__RECORDS FOR PROCESSING__:

PR #2305, opened 2025-08-09
[SYSTEMDS-3904] OOC Matrix Vector operations

j143:
..


mboehm7:
LGTM - thanks for the nice addition to the OOC backend. During the merge, I fixed the formatting (tabs over spaces in Java code), extended the tests slightly (with what you already planned), used the slice function for consistency, removed the task.get() which would block until the entire input is processed, and optimized the case of a single column block (which does not need any aggregation and allows streaming).

PR #2310, opened 2025-08-20
Add early block outputs for OOC matrix-vector multiplication

jessicapriebe:
This extends the OOC matrix-vector multiplication by supporting early block outputs


mboehm7:
LGTM - thanks @jessicapriebe for this patch and improvement. During the merge, I only slightly moved the count maintenance around such that we only replace these counts (which is a hashmap update) if we do not anyway output the block and then remove the count. As a future step, we should think about some util methods / classes for encapsulating the count maintenance and early emission of blocks.

PR #2311, opened 2025-08-20
[SYSTEMDS-??] cujava: Custom java-cuda bindings for SystemDS

ReneEnjilian:
This PR starts the implementation of custom Java–CUDA bindings for SystemDS, called **cujava**. The long-term goal is to replace **JCuda** altogether. The project is split into a Java layer and a C++/JNI layer. 
### Project structure
`src/main/java/org.apache.sysds/cujava:`

**cujava/
├─ cublas/
├─ cudnn/
├─ cusolver/
├─ cusparse/
├─ driver/
├─ interop/
└─ runtime/
CudaDataType
CudaException
CuJavaLibLoader
NativePointerObject
Pointer
Sizeof**

Each directory contains the corresponding Java-side implementation. 

`src/main/cpp/jni:`

**jni/
├─ common/
├─ cublas/
├─ cudnn/
├─ cusolver/
├─ cusparse/
├─ driver/
└─ runtime/
build_cujava_libs.sh
CMakeLists.txt**

These directories hold the C++/JNI implementations that mirror the Java side. Each directory has its own CMakeLists.txt to produce a dedicated shared library. The libraries are emitted under `src/main/cpp/lib`. 
I completed the runtime, driver, cusparse, and cublas packages (java + cpp). The cusolver and cudnn remain for future work.

### Example usage
Writing code with cuJava is reminiscent of JCuda—only the imports change:

`import org.apache.sysds.cujava.runtime.CuJava;`
`CuJava.cudaMalloc(...);`

### Notes

- **Parallel to JCuda:** cuJava currently exists alongside JCuda and is not integrated into the SystemDS GPU backend yet. The existing GPU backend remains unchanged and continues to use JCuda. The newly added cuJava runtime methods have been tested successfully.
- **API scope:** cuJava intentionally implements only the CUDA/NVIDIA library calls that SystemDS actually uses. This downsized approach—contrary to JCuda’s full coverage—enables faster upgrades to newer CUDA versions: we only need to update deprecated APIs we rely on. In contrast, JCuda must update every deprecated method, which is cumbersome and wasteful.
- **Linux vs. Windows:** At the moment, shared libraries are generated only for Linux (producing `.so` files). I don’t have a Windows machine, so Windows builds are omitted for now. It should be straightforward to adapt the `CMakeLists` and `CuJavaLibLoader.java` to support Windows and emit `.dll` files as well.

@mboehm7


ReneEnjilian:
The errors resulted from a mistake in the javadoc. Apparently, one cant use `<`. I fixed that now.

ReneEnjilian:
The two failing tests are unrelated to my changes. The first failing check stems from the federated backend and the second is in the python layer of SystemDS. cujava touches neither of them and is in fact isolated from the rest of the codebase. I guess this is likely a CI/CD issue ?

ReneEnjilian:
okay, all tests pass now. After this PR is merged, I will make a follow-up PR, where I complete the cujava runtime package. I will (hopefully) complete that PR either tomorrow or on Saturday.

PR #2317, opened 2025-08-28
[WIP][SYSTEMDS-3907] tee ooc operator

j143:
implement tee ooc operator

TODO:
1. address review comment - moving TeeOp to DataOp
2. presently only, meant for t(X) %*% X, need to see if this works in general.

### DIFF
--- a/src/main/java/org/apache/sysds/hops/rewrite/RewriteInjectOOCTee.java
+++ b/src/main/java/org/apache/sysds/hops/rewrite/RewriteInjectOOCTee.java
@@ -48,194 +48,194 @@ import java.util.Set;
  */
 public class RewriteInjectOOCTee extends HopRewriteRule {
 
-  private static final Set<Long> rewrittenHops = new HashSet<>();
-  private static final Map<Long, Hop> handledHop = new HashMap<>();
+	private static final Set<Long> rewrittenHops = new HashSet<>();
+	private static final Map<Long, Hop> handledHop = new HashMap<>();
 
-  // Maintain a list of candidates to rewrite in the second pass
-  private final List<Hop> rewriteCandidates = new ArrayList<>();
+	// Maintain a list of candidates to rewrite in the second pass
+	private final List<Hop> rewriteCandidates = new ArrayList<>();
 
-  /**
-   * Handle a generic (last-level) hop DAG with multiple roots.
-   *
-   * @param roots high-level operator roots
-   * @param state program rewrite status
-   * @return list of high-level operators
-   */
-  @Override
-  public ArrayList<Hop> rewriteHopDAGs(ArrayList<Hop> roots, ProgramRewriteStatus state) {
-    if (roots == null) {
-      return null;
-    }
+	/**
+	 * Handle a generic (last-level) hop DAG with multiple roots.
+	 *
+	 * @param roots high-level operator roots
+	 * @param state program rewrite status
+	 * @return list of high-level operators
+	 */
+	@Override
+	public ArrayList<Hop> rewriteHopDAGs(ArrayList<Hop> roots, ProgramRewriteStatus state) {
+		if (roots == null) {
+			return null;
+		}
 
-    // Clear candidates for this pass
-    rewriteCandidates.clear();
+		// Clear candidates for this pass
+		rewriteCandidates.clear();
 
-    // PASS 1: Identify candidates without modifying the graph
-    for (Hop root : roots) {
-      root.resetVisitStatus();
-      findRewriteCandidates(root);
-    }
+		// PASS 1: Identify candidates without modifying the graph
+		for (Hop root : roots) {
+			root.resetVisitStatus();
+			findRewriteCandidates(root);
+		}
 
-    // PASS 2: Apply rewrites to identified candidates
-    for (Hop candidate : rewriteCandidates) {
-      applyTopDownTeeRewrite(candidate);
-    }
+		// PASS 2: Apply rewrites to identified candidates
+		for (Hop candidate : rewriteCandidates) {
+			applyTopDownTeeRewrite(candidate);
+		}
 
-    return roots;
-  }
+		return roots;
+	}
 
-  /**
-   * Handle a predicate hop DAG with exactly one root.
-   *
-   * @param root  high-level operator root
-   * @param state program rewrite status
-   * @return high-level operator
-   */
-  @Override
-  public Hop rewriteHopDAG(Hop root, ProgramRewriteStatus state) {
-    if (root == null) {
-      return null;
-    }
+	/**
+	 * Handle a predicate hop DAG with exactly one root.
+	 *
+	 * @param root  high-level operator root
+	 * @param state program rewrite status
+	 * @return high-level operator
+	 */
+	@Override
+	public Hop rewriteHopDAG(Hop root, ProgramRewriteStatus state) {
+		if (root == null) {
+			return null;
+		}
 
-    // Clear candidates for this pass
-    rewriteCandidates.clear();
+		// Clear candidates for this pass
+		rewriteCandidates.clear();
 
-    // PASS 1: Identify candidates without modifying the graph
-    root.resetVisitStatus();
-    findRewriteCandidates(root);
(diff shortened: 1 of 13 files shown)


src/main/java/org/apache/sysds/hops/rewrite/RewriteInjectOOCTee.java
```diff
@@ -212,7 +228,7 @@ private void applyTopDownTeeRewrite(Hop sharedInput) {
 	private boolean isNotAlreadyTee(Hop hop) {
 		if (hop.getParent().size() > 1) {
 			for (Hop consumer : hop.getParent()) {
-				if (consumer instanceof TeeOp) {
+				if (consumer instanceof DataOp) {
```
j143, line 231: this check only checking for DataOp.

src/main/java/org/apache/sysds/hops/rewrite/RewriteInjectOOCTee.java
```diff
@@ -175,7 +178,20 @@ private void applyTopDownTeeRewrite(Hop sharedInput) {
 		ArrayList<Hop> consumers = new ArrayList<>(sharedInput.getParent());
 
 		// Create the new TeeOp with the original hop as input
-		TeeOp teeOp = new TeeOp(sharedInput);
+//		TeeOp teeOp = new TeeOp(sharedInput);
+		DataOp teeOp	= new DataOp("tee_out_" + sharedInput.getName(),
```
j143, line 182: presently we are creating different variable names than the ones created automatically _mvar1 ... --> is this the correct approach?

src/main/java/org/apache/sysds/hops/rewrite/RewriteInjectOOCTee.java
```diff
@@ -175,7 +178,20 @@ private void applyTopDownTeeRewrite(Hop sharedInput) {
...
+						sharedInput.getDataType(),
+						sharedInput.getValueType(),
+						Types.OpOpData.TRANSIENTWRITE,
```
j143, line 185: Is it supposed to be TRANSIENTWRITE or TRANSIENTREAD?

src/main/java/org/apache/sysds/hops/DataOp.java
```diff
@@ -32,12 +32,8 @@
 import org.apache.sysds.conf.CompilerConfig.ConfigType;
 import org.apache.sysds.conf.ConfigurationManager;
 import org.apache.sysds.hops.rewrite.HopRewriteUtils;
-import org.apache.sysds.lops.Data;
-import org.apache.sysds.lops.Federated;
-import org.apache.sysds.lops.Lop;
+import org.apache.sysds.lops.*;
 import org.apache.sysds.common.Types.ExecType;
-import org.apache.sysds.lops.LopsException;
-import org.apache.sysds.lops.Sql;
```
j143, line 40: I'll remove *

mboehm7: yes exactly - let's try to avoid the wildcard imports (to avoid ambiguity).

src/main/java/org/apache/sysds/hops/DataOp.java
```diff
@@ -60,6 +56,8 @@ public class DataOp extends Hop {
 	
 	private boolean _recompileRead = true;
 
+	private boolean _isTeeOp = false;
```
mboehm7, line 59: I would rather make it a op-type of DataOp like TWRITE.

src/main/java/org/apache/sysds/hops/DataOp.java
```diff
@@ -251,56 +253,66 @@ public Lop constructLops()
...
+					throw new LopsException("Invalid operation type for Data LOP: " + _op);
+			}
+			setLineNumbers(l);
+			setLops(l);
 		}
-		
-		setLineNumbers(l);
-		setLops(l);
+//		setLineNumbers(l);
+//		setLops(l);
```
mboehm7, line 315: the line numbers and lops should also be set for the TeeOp

src/main/java/org/apache/sysds/hops/rewrite/RewriteInjectOOCTee.java
mboehm7: no worries, these hop names are just for debugging - while generating instructions, we generate the _mvar, _fvar, _var accordingly.

src/main/java/org/apache/sysds/hops/rewrite/RewriteInjectOOCTee.java
```diff
@@ -0,0 +1,257 @@
...
+			return false;
+		}
+
+		boolean multipleConsumers = hop.getParent().size() > 1;
+		boolean isNotAlreadyTee = isNotAlreadyTee(hop);
+		boolean isOOCEnabled = DMLScript.USE_OOC;
+		boolean isTransposeMM = isTranposePattern(hop);
+		boolean isMatrix = hop.getDataType() == Types.DataType.MATRIX;
+
+		return isOOCEnabled && multipleConsumers && isNotAlreadyTee && isTransposeMM && isMatrix;
```
mboehm7, line 162: it's fine to currently only do it for transpose - it will not affect other things, and later we generalize the approach.

src/main/java/org/apache/sysds/hops/rewrite/RewriteInjectOOCTee.java
```diff
@@ -0,0 +1,257 @@
...
+	}
+
+	private boolean isTranposePattern (Hop hop) {
+		boolean hasTransposeConsumer = false; // t(X)
+		boolean hasMatrixMultiplyConsumer = false; // %*%
+
+		for (Hop parent: hop.getParent()) {
+			String opString = parent.getOpString();
+			if (parent instanceof ReorgOp) {
+				if (opString.contains("r'") || opString.contains("transpose")) {
```
mboehm7, line 246: please always use the following utils: `HopRewriteUtils.isReorgOp(parent, ReOrgOp.TRANS)`

src/main/java/org/apache/sysds/hops/rewrite/RewriteInjectOOCTee.java
```diff
@@ -0,0 +1,257 @@
...
+					hasTransposeConsumer = true;
+				}
+			}
+			else if (parent instanceof AggBinaryOp)
+				if (opString.contains("*") || opString.contains("ba+*")) {
```
mboehm7, line 251: same here as above.

src/main/java/org/apache/sysds/lops/Tee.java
```diff
@@ -0,0 +1,65 @@
...
+		return "Operation = Tee";
+	}
+
+	@Override
+	public String getInstructions(String input1, String outputs) {
+
+		String[] out = outputs.split(Lop.OPERAND_DELIMITOR);
+		String output2 = outputs + "_copy";
+
+		// This method generates the instruction string: OOC°tee°input°output1°output2...
```
mboehm7, line 55: I would recommend not making tee an operation with two outputs but just one. (copying the input). After thinking a bit more about it, maybe the entire notion of a tee was not a good idea. Potentially, we could make the stream resettable, and the tee operator takes a normal stream, and outputs a resettable stream which can then be consumed by arbitrary many other operations (which also solves the problem of complex control flow interactions where the multiple parents are not immediately visible)

j143: thanks @mboehm7 . Are you referring to the way, where we have lightweight marker for the stream so the multiple consumers could utilize it. Please let me raise a different PR with the option.

mboehm7: yes exactly - I'm thinking about something like `setResettable()` on the taskqueue, which means the blocks are never removed (and potentially subject to eviction) but different operations can get new iterables that always iterate the all blocks. The first operation would simply pull all blocks into memory, and the rmvar then drops all of them. If there is a single consumer we would not need to make it resettable, but can just stream them in.

PR #2327, opened 2025-09-15
Improve website contrast by making description text dark black

VirenS13117:
- Changed main content text color from #363f3f to #000000
- Improves readability and contrast for the SystemDS description text
- Addresses accessibility concerns with low contrast text


VirenS13117:
@j143 got it, thanks

PR #2154, opened 2024-11-01
remove unused docs content

ryanwaits:
## What does this PR do?

Since all of our docs content now exists entirely in the docs repo, this removes unused `content` directory to avoid any confusion or duplication of old/outdated information.

## Type of Change
- [ ] New feature
- [ ] Bug fix
- [ ] Other

No

## Checklist
- [x] Delete `content` directory


ryanwaits:
FYI, it doesn't look like we are using this `content` directory anymore so I figured I would make it easy and get the PR set up. Feel free to close if this is not the case.

zone117x (approved):
LGTM!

__YOUR TASK__: The lines to report are those in the material above that contain the word "contains"; copy every one of them.

__FINAL ANSWER__:
Each directory contains the corresponding Java-side implementation. 
+				if (opString.contains("r'") || opString.contains("transpose")) {
+				if (opString.contains("*") || opString.contains("ba+*")) {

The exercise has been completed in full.